“This has nothing to do with being lord. And everything to do with my past.”
“This isn’t just going to go away. He isn’t going to go away.”
“I can make him.”
Aurora touched his shoulder. “He’s your father.”
“He was my father. He lost that right for a sack of gold.” Damien placed a hand along the stones next to the window and leaned forward out of her reach to look out.
Aurora folded her hands before her. “I would give almost anything to see my father again,” she whispered, letting the ache of how much she missed him wash over her. “And he wasn’t perfect. What he did…” She shook her head, remembering that it was her father who had hired Roke to kill her mother. “And yet, I miss him.”
“My father is nothing like your father.”
“He could be. You don’t know.”
He whirled on her. “No. He can’t.” He stepped toward her and took her face into his hands. “I don’t want him here.”
“Talk to him.”
“I want nothing to do with him.”
“If that is true, why didn’t you banish him? Why did you lock him in the dungeon?”
Damien’s brows came down in a scowl. His gaze swept her face, her eyes, her lips.
She lifted a hand and placed it over his heart. “Because you have hope. You want to believe that he has changed.”
“No,” the growl ripped from Damien and he dropped his hands, backing away from her. “No.” He shook his head and swept past her toward the door.
“Where are you going?”
He didn’t answer as he stormed from the room.
Aurora stood for a moment. And then a chill raced through her. What if he was going to Margaret. What if she had sent him right into the Countess’s willing arms? She grabbed a riding cloak and raced out the door.
Damien entered the forest.

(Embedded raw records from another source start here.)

PR #1311, opened 2025-10-21
Vis transpose writer

jbmertens:
TODO:

 - [x] Ensure frequency ids map to an index in array output
        (Will expect everything between freq_id start and stop)
 - [x] Use HDF5 instead of zarr?
 - [x] Write config data
 -  ~Write gains (or reference to)~
 - [x] Write/note element indexes (maybe in config?)
        (Write a full map of indexes)
 - [x] Check consistency with CHIME format
 - [x] add CI test(s) (ongoing)
 
Tangential changes:
 - N2 pipeline plumbing: N2Accum should output an N2 type buffer
 - FATAL_ERROR should fail with an error


tests/boost/test_timeUtil.cpp
geoffryan, line 1: I don't think this test should rely on a specific python interpreter being present on a specific path. When the test is run, the user should just have the relevant venv activated.

geoffryan: A better solution in the future would be to move to something like `uv` and having a kotekan venv defined within kotekan itself.

jbmertens: Agreed; I could revert this change here, this was mainly for convenience running tests locally via script on the ctc. (It doesn't _rely_ on the specific path, just a preference.) Short of `uv` I'm not sure what a better solution would be.

geoffryan:
- For the frequencies: the incoming N2 frames are each tagged with their own `freq_id` (which is linearly related to the physical frequency). They won't come in order and may not be contiguous, the total number of frequencies to expect should probably be a config parameter to the N2-writer. The map of array index to `freq_id` in the output file can probably follow the CHIME convention (Sec 4.2.2), placed in `~index_map/freq` although we could make two or three arrays (one for `freq_id`, one for central freq (in MHz), and one for channel width (in MHz)), instead of packaging all together into one? These data can be extracted from the Telescope once you have the `freq_id`.
 - The file format should be HDF5, it's what we're using everywhere else.
 - element indexes should largely follow the CHIME convention (Sec 4.2.1). The data for both of these fields can/will be supplied by the Telescope. In `index_map`:
     - a field `input` of length `num_elements` (or `num_dishes`) that ids (and possibly contains info like position) all of the inputs, mostly the main array dishes + polarizations, but could include a small number of other sources (the atomic clock, the 26m, an RFI or noise channel, something from CHIME, etc). This could also be several arrays `input_id`, `input_grid_position`, `input_pol`, etc. This will largely (entirely) be present in the config, as well as a label/id for lookup into the layout DB.
      - a single `prod` field of type `<int64_t>[num_prod, 2]` or two fields `prod_i`, `prod_j` (or 1/2, a/b) of type `<int64_t>[num_prod,]`, which for every element in the vis matrix give the index into the `input` array(s) corresponding to one end of the baseline in this correlation. We should be very clear about whether the first or second element is the one that has been conjugated.
 - The digital gains (applied by the FPGA/ADCs) should be included following CHIME (sec 4.1.1.5 and 4.1.1.6).
 - The calibration gains... should perhaps be stored by reference? Something like the CHIME `update_id` field? They may change during the acquisition a file corresponds to, and the boundaries of those changes won't line up with the file IO. On the other hand... a single self-describing file is very nice!

tests/boost/test_timeUtil.cpp
geoffryan: For now, the script running tests should invoke the `venv`.  If we wanted a work-around here, i'd go more for checking an environment variable like `KOTEKAN_PY_ENV` through which we could supply the path to a virtual environment, that the cpp code could invoke before calling python.

jbmertens: Unfortunately the venv only exists on the cluster, not the docker image nor the runner, so the venv would similarly need to be invoked as a preference In general, the environment both kotekan and the test is run in are expected to have relevant libraries, etc, installed. The main kotekan.cpp file also has this issue, since python is called for yaml->json parsing.

Punting this to #1328

jbmertens:
> - For the frequencies: the incoming N2 frames are each tagged with their own `freq_id` (which is linearly related to the physical frequency).  They won't come in order and may not be contiguous, the total number of frequencies to expect should probably be a config parameter to the N2-writer.  The map of array index to `freq_id` in the output file can probably follow the CHIME convention (Sec 4.2.2), placed in ~`index_map/freq` although we could make two or three arrays (one for `freq_id`, one for central freq (in MHz), and one for channel width (in MHz)), instead of packaging all together into one?  These data can be extracted from the Telescope once you have the `freq_id`.

Yeah, though we still need a way to get array indices in the first place, which the current telescope object doesn't give. I'd prefer to have the telescope object infer it from the config rather than set it by hand.

> - The file format should be HDF5, it's what we're using everywhere else.

Well, there's been lots of churn on this. I think it's straightforward to make it a config option 🤷 

> - element indexes should largely follow the CHIME convention (Sec 4.2.1). The data for both of these fields can/will be supplied by the Telescope.  [...]
> - The digital gains (applied by the FPGA/ADCs) should be included following CHIME (sec 4.1.1.5 and 4.1.1.6).

Agreed we should follow CHIME conventions as appropriate per the CHIME doc. This will need to be added to the telescope object as well.

> - The calibration gains... should perhaps be stored by reference?  Something like the CHIME `update_id` field?  They may change during the acquisition a file corresponds to, and the boundaries of those changes won't line up with the file IO.  On the other hand... a single self-describing file is very nice!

Twigs snapped beneath his booted feet. He shoved branches aside. He hurried as if he were running from something. Maybe he was. He paused to look at the moon high in the sky. Hope. He never had hope. He knew his father had not changed.
That was when he heard it. The snap of the twigs behind him. He moved on. Someone was following him. And whoever it was, was not very good at it. He heard their footsteps as they crunched on the fallen leaves and undergrowth of the forest floor. He heard branches breaking as they came too close to the trees. But every time he tried to see who it was, his stalker pulled back to hide behind a bush or tree.
He waited behind a tree, his sword drawn. Time to end this little game and see who was following him and why.
The follower snuck past him. Whoever it was wore a cloak over their head to shield their identity.
Damien stepped out behind him and tapped him on the shoulder with his sword.
The spy whirled to face him.
“Why are you following me?” The moment stretched on. Damien lifted his blade to place it near the person’s neck. “Who are you?” The sharp tip disappeared into the blackness of the hood.
A blonde curl fell from the darkness and the moonlight reflected off its splendor.
Damien lowered his sword. “Aurora?”
Another long silence and then a whispered, “Yes.”
Damien reached out and shoved the hood from her head. Anger surged inside him. He should have recognized her immediately! He had put a sword to her throat! “What are you doing out here?” he demanded, shoving his sword into its sheath.
Her chin lifted. “I could ask the same of you.”
“You were following me. Why?”
“Why?” There was a righteous conviction in her tone. “You sneak from our bed in the middle of the night, run from our room, to… Where were you going?”
Damien was speechless. What could he tell her? He took her arm. “I’ll see you back to the castle.”
She tore her arm free of his hold. “Why the hurry? Aren’t you meeting someone?”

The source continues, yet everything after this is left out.